─── MATERIAL PROVIDED ───
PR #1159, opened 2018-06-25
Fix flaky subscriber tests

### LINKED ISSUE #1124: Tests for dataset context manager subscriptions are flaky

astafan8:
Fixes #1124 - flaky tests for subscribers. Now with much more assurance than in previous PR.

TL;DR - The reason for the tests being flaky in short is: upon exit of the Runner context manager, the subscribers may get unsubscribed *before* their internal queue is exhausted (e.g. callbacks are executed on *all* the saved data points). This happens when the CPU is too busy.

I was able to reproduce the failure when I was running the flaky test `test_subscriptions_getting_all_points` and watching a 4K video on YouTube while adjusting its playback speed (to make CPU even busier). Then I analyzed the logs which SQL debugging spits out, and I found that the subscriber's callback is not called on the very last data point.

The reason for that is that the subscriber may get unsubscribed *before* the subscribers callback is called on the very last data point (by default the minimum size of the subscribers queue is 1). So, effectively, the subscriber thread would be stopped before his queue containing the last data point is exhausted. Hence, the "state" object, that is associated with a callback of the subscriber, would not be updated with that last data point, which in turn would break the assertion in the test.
───
─── MATERIAL PROVIDED ───
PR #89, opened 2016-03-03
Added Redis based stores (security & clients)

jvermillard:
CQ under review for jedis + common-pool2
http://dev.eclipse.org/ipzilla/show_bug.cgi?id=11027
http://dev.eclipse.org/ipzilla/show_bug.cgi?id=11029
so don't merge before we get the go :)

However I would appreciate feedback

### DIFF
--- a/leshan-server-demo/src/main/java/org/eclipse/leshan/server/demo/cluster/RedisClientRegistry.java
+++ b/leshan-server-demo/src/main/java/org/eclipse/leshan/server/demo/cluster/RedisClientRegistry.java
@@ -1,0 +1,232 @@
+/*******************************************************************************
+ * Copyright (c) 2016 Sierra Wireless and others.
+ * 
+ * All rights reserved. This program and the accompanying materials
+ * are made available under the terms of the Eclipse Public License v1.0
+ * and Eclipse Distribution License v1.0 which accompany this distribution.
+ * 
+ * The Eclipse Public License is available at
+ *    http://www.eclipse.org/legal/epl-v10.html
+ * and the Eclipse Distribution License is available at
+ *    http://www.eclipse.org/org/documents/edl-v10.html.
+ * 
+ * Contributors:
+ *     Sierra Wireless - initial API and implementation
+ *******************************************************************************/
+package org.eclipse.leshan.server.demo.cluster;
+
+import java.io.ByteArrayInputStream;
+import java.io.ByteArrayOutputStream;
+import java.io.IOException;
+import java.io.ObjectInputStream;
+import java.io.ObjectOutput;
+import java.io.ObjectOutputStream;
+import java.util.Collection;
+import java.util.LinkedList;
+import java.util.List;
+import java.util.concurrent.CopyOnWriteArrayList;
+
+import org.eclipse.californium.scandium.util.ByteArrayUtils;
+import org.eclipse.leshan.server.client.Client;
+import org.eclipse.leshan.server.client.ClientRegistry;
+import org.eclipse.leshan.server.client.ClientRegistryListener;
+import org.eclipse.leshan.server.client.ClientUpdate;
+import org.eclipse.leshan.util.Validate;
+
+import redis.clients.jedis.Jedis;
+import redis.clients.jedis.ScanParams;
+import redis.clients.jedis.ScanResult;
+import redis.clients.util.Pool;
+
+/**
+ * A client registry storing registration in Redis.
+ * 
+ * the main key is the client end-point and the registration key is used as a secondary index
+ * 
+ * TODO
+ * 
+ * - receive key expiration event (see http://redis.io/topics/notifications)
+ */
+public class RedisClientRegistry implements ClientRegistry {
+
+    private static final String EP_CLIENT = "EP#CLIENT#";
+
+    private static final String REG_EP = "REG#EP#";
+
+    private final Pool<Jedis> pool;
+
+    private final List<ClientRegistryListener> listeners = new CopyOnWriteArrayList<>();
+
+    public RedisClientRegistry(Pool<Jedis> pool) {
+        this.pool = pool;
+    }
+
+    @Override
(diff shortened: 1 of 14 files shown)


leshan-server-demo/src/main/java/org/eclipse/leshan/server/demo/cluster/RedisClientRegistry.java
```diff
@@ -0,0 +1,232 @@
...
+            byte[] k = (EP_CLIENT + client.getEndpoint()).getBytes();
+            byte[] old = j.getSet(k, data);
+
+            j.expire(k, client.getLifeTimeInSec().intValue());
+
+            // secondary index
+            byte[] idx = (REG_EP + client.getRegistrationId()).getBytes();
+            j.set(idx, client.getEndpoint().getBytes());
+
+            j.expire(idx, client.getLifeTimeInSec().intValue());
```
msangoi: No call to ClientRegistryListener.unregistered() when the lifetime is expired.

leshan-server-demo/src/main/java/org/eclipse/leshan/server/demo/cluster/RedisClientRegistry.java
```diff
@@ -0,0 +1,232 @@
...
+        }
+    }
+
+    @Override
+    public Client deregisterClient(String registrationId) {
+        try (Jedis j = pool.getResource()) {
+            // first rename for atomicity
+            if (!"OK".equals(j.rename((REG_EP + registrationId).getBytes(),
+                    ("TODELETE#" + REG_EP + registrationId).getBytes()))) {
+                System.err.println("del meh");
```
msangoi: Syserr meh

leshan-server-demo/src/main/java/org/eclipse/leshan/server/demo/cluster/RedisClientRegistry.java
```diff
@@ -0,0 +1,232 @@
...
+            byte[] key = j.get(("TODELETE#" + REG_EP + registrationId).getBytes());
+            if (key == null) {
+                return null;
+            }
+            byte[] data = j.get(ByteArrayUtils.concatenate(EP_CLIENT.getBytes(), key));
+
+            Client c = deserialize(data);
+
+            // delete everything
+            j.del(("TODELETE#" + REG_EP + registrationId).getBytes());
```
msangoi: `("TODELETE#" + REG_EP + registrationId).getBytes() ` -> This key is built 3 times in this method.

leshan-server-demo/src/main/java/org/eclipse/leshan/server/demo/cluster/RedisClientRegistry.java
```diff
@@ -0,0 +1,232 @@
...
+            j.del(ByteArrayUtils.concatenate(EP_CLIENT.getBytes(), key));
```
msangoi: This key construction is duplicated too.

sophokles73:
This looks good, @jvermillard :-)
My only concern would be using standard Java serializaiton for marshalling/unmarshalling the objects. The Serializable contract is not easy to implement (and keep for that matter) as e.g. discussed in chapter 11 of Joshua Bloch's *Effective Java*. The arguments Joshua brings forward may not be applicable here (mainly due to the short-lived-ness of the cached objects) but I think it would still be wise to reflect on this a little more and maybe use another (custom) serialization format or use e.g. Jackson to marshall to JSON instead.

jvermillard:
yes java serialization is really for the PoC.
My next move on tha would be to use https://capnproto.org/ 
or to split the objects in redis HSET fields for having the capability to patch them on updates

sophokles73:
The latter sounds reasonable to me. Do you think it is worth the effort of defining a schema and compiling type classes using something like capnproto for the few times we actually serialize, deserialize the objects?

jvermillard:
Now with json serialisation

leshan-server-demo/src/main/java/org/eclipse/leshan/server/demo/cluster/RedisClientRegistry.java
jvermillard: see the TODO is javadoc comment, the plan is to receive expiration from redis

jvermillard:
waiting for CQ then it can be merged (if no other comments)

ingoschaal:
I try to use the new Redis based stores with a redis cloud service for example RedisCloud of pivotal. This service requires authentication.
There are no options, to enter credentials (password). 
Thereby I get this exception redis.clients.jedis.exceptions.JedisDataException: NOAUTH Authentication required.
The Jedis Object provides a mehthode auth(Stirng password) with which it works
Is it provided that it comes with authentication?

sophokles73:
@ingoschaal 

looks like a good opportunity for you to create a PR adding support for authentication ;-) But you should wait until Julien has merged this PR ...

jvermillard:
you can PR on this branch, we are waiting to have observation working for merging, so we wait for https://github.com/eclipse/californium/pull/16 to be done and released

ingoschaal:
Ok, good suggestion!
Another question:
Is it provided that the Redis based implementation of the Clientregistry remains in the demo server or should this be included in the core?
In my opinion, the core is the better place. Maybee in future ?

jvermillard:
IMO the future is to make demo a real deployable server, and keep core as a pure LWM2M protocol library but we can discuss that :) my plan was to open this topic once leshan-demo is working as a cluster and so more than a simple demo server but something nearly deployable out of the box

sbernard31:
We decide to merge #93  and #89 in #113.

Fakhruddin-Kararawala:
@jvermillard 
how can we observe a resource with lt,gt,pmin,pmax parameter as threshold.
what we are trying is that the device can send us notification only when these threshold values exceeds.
───
─── MATERIAL PROVIDED ───
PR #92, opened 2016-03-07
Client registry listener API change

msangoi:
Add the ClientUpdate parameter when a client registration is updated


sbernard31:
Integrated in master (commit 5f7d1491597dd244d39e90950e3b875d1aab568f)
───
- [THE TASK] Take the stretch of lines above from the one containing "PR #1159, opened 2018-06-25" through the one containing "The reason for that" and repeat it exactly, adding no other line.

- [YOUR RESPONSE]
PR #1159, opened 2018-06-25
Fix flaky subscriber tests

### LINKED ISSUE #1124: Tests for dataset context manager subscriptions are flaky

astafan8:
Fixes #1124 - flaky tests for subscribers. Now with much more assurance than in previous PR.

TL;DR - The reason for the tests being flaky in short is: upon exit of the Runner context manager, the subscribers may get unsubscribed *before* their internal queue is exhausted (e.g. callbacks are executed on *all* the saved data points). This happens when the CPU is too busy.

I was able to reproduce the failure when I was running the flaky test `test_subscriptions_getting_all_points` and watching a 4K video on YouTube while adjusting its playback speed (to make CPU even busier). Then I analyzed the logs which SQL debugging spits out, and I found that the subscriber's callback is not called on the very last data point.

The reason for that is that the subscriber may get unsubscribed *before* the subscribers callback is called on the very last data point (by default the minimum size of the subscribers queue is 1). So, effectively, the subscriber thread would be stopped before his queue containing the last data point is exhausted. Hence, the "state" object, that is associated with a callback of the subscriber, would not be updated with that last data point, which in turn would break the assertion in the test.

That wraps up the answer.